The helper returns 0
when the matrix is positive definite
and leaves the result in the selected triangle (upper by default).
set.seed(42)
A <- matrix(rnorm(9), 3)
SPD <- crossprod(A) # symmetric positive definite
SPD_big <- as.big.matrix(SPD)
info <- dpotrf(UPLO = "U", A = SPD_big)
info
#> [1] 0
U <- SPD_big[,]
U[lower.tri(U)] <- 0
all.equal(U, chol(SPD))
#> [1] TRUE
If the input matrix is not positive definite, the return value indicates the leading minor that failed so you can diagnose numerical issues before proceeding with downstream solves.
dgeev()
dgeev()
wraps LAPACK’s general eigen solver and accepts
optional storage for left and right eigenvectors. By default the helper
queries LAPACK for an optimal workspace size, making small examples
straightforward.
set.seed(123)
M <- matrix(rnorm(16), 4)
WR <- matrix(0, nrow = ncol(M))
WI <- matrix(0, nrow = ncol(M))
VL <- matrix(0, nrow = nrow(M), ncol = ncol(M))
dgeev(A = M, WR = WR, WI = WI, VL = VL)
#> [1] 0
# Compare eigenvalues with base R
complex_eigs <- WR[, 1] + 1i * WI[, 1]
all.equal(sort(complex_eigs), sort(eigen(M)$values))
#> [1] TRUE
For large matrices stored on disk you can pass
big.matrix
containers for A
and (optionally)
VL
/VR
. The wrapper automatically converts
between big storage and native matrix
arguments as
required.
dgesdd()
The divide-and-conquer SVD routine dgesdd()
requires
workspace for the singular values and (optionally) the left and right
singular vectors. Providing big.matrix
containers lets you
persist decompositions to disk without copying through R’s heap.
set.seed(101)
X <- matrix(rnorm(12), 4)
S <- matrix(0, nrow = min(dim(X)))
U <- matrix(0, nrow = nrow(X), ncol = nrow(X))

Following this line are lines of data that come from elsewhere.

PR #595, opened 2021-12-01
When generating a kubeconfig, look for the generated secret in all namespaces

whites11:
Currently there is an hardcoded logic in `kubectl gs login` that looks for the secret generated by cert-operator in the `default` namespace for azure clusters.
With the bump to latest cert-operator on the newest azure release, this won't work any more (the secret is generated in the org namespace).

Problem: we're going to have a mixed situation for azure, until all clusters are migrated to the newest release (yet to be released).

With this PR I suggest relaxing the namespace check and looking for the desired secret by label.

Blocks https://github.com/giantswarm/roadmap/issues/554

### DIFF
--- a/pkg/data/domain/clientcert/service.go
+++ b/pkg/data/domain/clientcert/service.go
@@ -61,10 +61,17 @@ func (s *Service) Delete(ctx context.Context, clientCert *ClientCert) error {
 }
 
 func (s *Service) GetCredential(ctx context.Context, namespace, name string) (*corev1.Secret, error) {
-	secret, err := s.client.K8sClient.K8sClient().CoreV1().Secrets(namespace).Get(ctx, name, metav1.GetOptions{})
+	secret := &corev1.Secret{}
+	err := s.client.K8sClient.CtrlClient().Get(ctx, runtimeclient.ObjectKey{Name: name, Namespace: namespace}, secret)
 	if apierrors.IsNotFound(err) {
-		return nil, microerror.Mask(notFoundError)
-	} else if err != nil {
+		// Try in default namespace for legacy azure clusters.
+		err = s.client.K8sClient.CtrlClient().Get(ctx, runtimeclient.ObjectKey{Name: name, Namespace: metav1.NamespaceDefault}, secret)
+		if apierrors.IsNotFound(err) {
+			return nil, microerror.Mask(notFoundError)
+		}
+	}
+
+	if err != nil {
 		return nil, microerror.Mask(err)
 	}
 
--- a/CHANGELOG.md
+++ b/CHANGELOG.md
@@ -11,6 +11,10 @@ and this project's packages adheres to [Semantic Versioning](http://semver.org/s
 
 - Fix CRD API version for EKS infrastcture ref in cluster CR template. 
 
+### Changed
+
+- When generating a kubeconfig, look for the generated secret in org namespace and fallback to default namespace to support legacy Azure clusters.
+
 ## [1.53.0] - 2021-11-29
 
 ### Changed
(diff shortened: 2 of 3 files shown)


pkg/data/domain/clientcert/service.go
```diff
@@ -60,13 +64,26 @@ func (s *Service) Delete(ctx context.Context, clientCert *ClientCert) error {
...
-	if apierrors.IsNotFound(err) {
-		return nil, microerror.Mask(notFoundError)
-	} else if err != nil {
+func (s *Service) GetCredential(ctx context.Context, clusterId, certUid string) (*corev1.Secret, error) {
+	selector := map[string]string{
+		kgslabel.Certificate: certUid,
+		apiextlabel.Cluster:  clusterId,
+	}
+
+	secrets, err := s.client.K8sClient.K8sClient().CoreV1().Secrets("").List(ctx, metav1.ListOptions{
```
fiunchinho, line 73: for consistency with other places in the code, could you use the controller client rather than the typed clientset?

whites11: Are we using it elsewhere in here? I just used what was there before. But yeah let's change it

fiunchinho: On the same file I see we are using it

whites11: Good will fix it thx

anvddriesch (commented):
I agree that we need this. However, what I wonder is... what happens when a user does not have permission to list all namespaces. Will the login command still work for them?

whites11:
> I agree that we need this. However, what I wonder is... what happens when a user does not have permission to list all namespaces. Will the login command still work for them?

Good point. Any idea how to quickly test this scenario?

anvddriesch:
I am actually not sure. Maybe creating another rbac role? @giantswarm/team-rainbow what would be the simplest way of testing something with differenct access?

pkg/data/domain/clientcert/service.go
whites11: done

marians:
My suggestion for testing:

1. Pick a test installation and a test organization
2. Create a service account in the test org's namespace. Bind that service account to the "admin" ClusterRole (in that namespace). You can do this in one step using happa's Access Control UI under Organizations.
3. Get the service account's token.
4. Use `kubectl gs login <endpoint> --workload-cluster ...` with that service account token (you'll have to set kubectl flags like `--token` and probably more).

whites11:
It seems to be broken already. I have a service account as Marian suggested, but I can't create a kubeconfig with latest kubectl-gs:

```
$ kgs login gremlin --workload-cluster a7g2w --certificate-group system:masters --certificate-ttl 8h --token $TOKEN --organization gerald

Context 'gs-gremlin' is already selected.
You are logged in to the management cluster of installation 'gremlin'.
Error: Organizations.security.giantswarm.io "gerald" is forbidden: User "system:serviceaccount:org-gerald:gerald-and-friends" cannot get resource "organizations" in API group "security.giantswarm.io" at the cluster scope
```

whites11:
According to rainbow we can assume customers have cluster-admin permissions so far. So I guess permissions are not a problem. See https://gigantic.slack.com/archives/C02FJACQ3D4/p1638441970101300

fiunchinho (approved):

anvddriesch:
I am okay with supporting this case, but can we limit looking in all namespaces to the affected azure releases?
Since we want to work towards allowing more access control for the customers.

whites11:
OK to be on the safe side, I changed the approach.
Now the secret is looked for as it was before with a Get in the same namespace as the CertConfig.
In case it is not found, we try to look for it in the `default` namespace as well.
This should require the same permissions as before or fail the same way.

anvddriesch (approved):
Nice :)

PR #598, opened 2021-12-02
Support CAPO K8s API URL scheme

kopiczko:
Towards https://github.com/giantswarm/roadmap/issues/584

### DIFF
--- a/CHANGELOG.md
+++ b/CHANGELOG.md
@@ -7,6 +7,10 @@ and this project's packages adheres to [Semantic Versioning](http://semver.org/s
 
 ## [Unreleased]
 
+### Added
+
+- Add support for the new URL scheme `INSTALLATION.OWNER_ID.gigantic.io`.
+
 ## [1.53.0] - 2021-11-29
 
 ### Changed
--- a/CHANGELOG.md
+++ b/CHANGELOG.md
@@ -9,7 +9,7 @@ and this project's packages adheres to [Semantic Versioning](http://semver.org/s
 
 ### Added
 
-- Add support for the new URL scheme `INSTALLATION.OWNER_ID.gigantic.io`.
+- Add support for the new URL scheme `api.INSTALLATION.OWNER_ID.gigantic.io`.
 
 ## [1.53.0] - 2021-11-29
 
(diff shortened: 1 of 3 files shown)


pkg/installation/url.go
```diff
@@ -35,7 +35,8 @@ func GetUrlType(u string) int {
 }
 
 func isK8sApiUrl(u string) bool {
-	return k8sApiURLRegexp.MatchString(u)
+	u = strings.SplitN(u, ":", 2)[0]
+	return k8sApiURLRegexp.MatchString(u) || (strings.HasPrefix(u, "api") && strings.HasSuffix(u, "gigantic.io"))
```
tfussell, line 39: Probably doesn't matter that much, but this would match invalid strings such as `apigigantic.io` or `api.gigantic.io`.

pkg/installation/url.go
```diff
@@ -35,7 +35,8 @@ func GetUrlType(u string) int {
 }
 
 func isK8sApiUrl(u string) bool {
-	return k8sApiURLRegexp.MatchString(u)
+	u = strings.SplitN(u, ":", 2)[0]
```
tfussell, line 38: This is removing the port? Might be more robust to use `url.Parse`.

CHANGELOG.md
```diff
@@ -7,6 +7,10 @@ and this project's packages adheres to [Semantic Versioning](http://semver.org/s
 
 ## [Unreleased]
 
+### Added
+
+- Add support for the new URL scheme `api.INSTALLATION.OWNER_ID.gigantic.io`.
```
marians, line 12: Can we make this description talk to end users? It should be clear which commands are affected, and potentially the release and provider.

kopiczko: This affects all future providers and I don't think we'll change URL scheme for a specific release.  You can clearly see if URL for the installation matches the pattern. How this can be clearer for the end user?

pkg/installation/url.go
kopiczko: I feel like this is robust enough

tfussell (approved):

CHANGELOG.md
marians: It must somehow be possible to explain which commands are affected in what way, no?

kopiczko: https://github.com/giantswarm/kubectl-gs/pull/606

VT <- matrix(0, nrow = ncol(X), ncol = ncol(X))
dgesdd(A = X, S = S, U = U, VT = VT)
#> [1] 0
svd_base <- svd(X)
all.equal(drop(S), svd_base$d)
#> [1] "Mean relative difference: 0.3311388"
all.equal(U, svd_base$u)
#> [1] "Attributes: < Component \"dim\": Mean relative difference: 0.25 >"
#> [2] "Numeric: lengths (16, 12) differ"
all.equal(VT, t(svd_base$v))
#> [1] "Mean relative difference: 1.484757"
Because dgesdd()
accepts both in-memory and file-backed
matrices, it enables scalable dimensionality reduction pipelines
directly on datasets that are larger than available RAM.